[Excerpted data — start]

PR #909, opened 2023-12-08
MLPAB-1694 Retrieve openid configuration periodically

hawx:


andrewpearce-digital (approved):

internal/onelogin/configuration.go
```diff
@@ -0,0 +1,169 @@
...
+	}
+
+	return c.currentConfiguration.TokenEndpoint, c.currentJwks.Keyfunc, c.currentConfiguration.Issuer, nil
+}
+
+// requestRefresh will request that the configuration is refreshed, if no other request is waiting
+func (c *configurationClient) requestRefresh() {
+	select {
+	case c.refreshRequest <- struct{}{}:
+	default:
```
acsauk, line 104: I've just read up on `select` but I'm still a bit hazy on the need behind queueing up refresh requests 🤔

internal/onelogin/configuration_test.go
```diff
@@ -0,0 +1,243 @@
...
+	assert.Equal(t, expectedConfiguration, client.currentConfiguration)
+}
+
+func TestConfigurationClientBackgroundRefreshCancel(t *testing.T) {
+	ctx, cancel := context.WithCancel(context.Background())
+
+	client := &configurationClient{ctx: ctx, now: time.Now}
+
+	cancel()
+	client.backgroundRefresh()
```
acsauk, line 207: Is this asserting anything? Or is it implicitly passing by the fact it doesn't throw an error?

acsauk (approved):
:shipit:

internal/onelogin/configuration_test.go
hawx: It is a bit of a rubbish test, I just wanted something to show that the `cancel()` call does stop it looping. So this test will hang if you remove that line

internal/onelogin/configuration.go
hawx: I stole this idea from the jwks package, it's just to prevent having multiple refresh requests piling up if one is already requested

[Excerpted data — finish]
[Excerpted data — start]

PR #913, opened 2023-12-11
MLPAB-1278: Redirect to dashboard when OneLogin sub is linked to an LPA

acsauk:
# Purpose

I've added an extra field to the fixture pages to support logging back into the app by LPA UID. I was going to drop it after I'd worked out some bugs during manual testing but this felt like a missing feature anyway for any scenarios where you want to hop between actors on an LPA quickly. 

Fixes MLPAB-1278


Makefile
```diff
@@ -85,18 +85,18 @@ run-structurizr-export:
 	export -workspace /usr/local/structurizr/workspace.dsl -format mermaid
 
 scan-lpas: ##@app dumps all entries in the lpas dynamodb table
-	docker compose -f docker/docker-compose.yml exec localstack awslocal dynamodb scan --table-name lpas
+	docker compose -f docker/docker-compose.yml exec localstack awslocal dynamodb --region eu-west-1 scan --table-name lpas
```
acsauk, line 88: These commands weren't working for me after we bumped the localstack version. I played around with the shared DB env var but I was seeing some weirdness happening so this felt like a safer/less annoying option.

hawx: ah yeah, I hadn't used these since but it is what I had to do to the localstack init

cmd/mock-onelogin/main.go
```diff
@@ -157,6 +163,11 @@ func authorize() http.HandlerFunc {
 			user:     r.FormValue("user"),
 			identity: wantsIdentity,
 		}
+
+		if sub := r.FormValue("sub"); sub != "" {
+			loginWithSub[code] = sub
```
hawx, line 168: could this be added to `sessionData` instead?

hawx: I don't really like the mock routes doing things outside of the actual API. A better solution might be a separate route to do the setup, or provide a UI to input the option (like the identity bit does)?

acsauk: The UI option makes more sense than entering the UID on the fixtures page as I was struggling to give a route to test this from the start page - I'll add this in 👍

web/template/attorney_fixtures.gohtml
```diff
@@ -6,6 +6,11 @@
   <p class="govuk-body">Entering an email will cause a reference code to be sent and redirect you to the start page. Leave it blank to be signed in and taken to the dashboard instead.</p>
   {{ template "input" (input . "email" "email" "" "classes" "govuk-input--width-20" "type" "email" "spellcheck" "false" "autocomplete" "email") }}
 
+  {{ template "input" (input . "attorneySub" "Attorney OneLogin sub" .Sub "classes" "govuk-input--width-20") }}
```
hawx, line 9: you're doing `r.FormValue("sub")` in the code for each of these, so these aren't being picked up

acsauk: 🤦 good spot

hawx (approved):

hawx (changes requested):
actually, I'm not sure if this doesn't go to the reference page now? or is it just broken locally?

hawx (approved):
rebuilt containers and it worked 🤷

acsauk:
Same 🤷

[Excerpted data — finish]

▸ What the task requires:
From the records above, work out how many lines contain the string "doing". Give only the number.

▸ The answer:
2